WORK REQUIRED: Please print all the lines below exactly as they are written.

(Dataset entries)

PR #506, opened 2019-07-23
Set ignore_gitignore to fetch ONNX tests

shinh:


shinh:
ChainerCI, test this please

RESPONSE TO THE TASK:
PR #506, opened 2019-07-23
Set ignore_gitignore to fetch ONNX tests

shinh:


shinh:
ChainerCI, test this please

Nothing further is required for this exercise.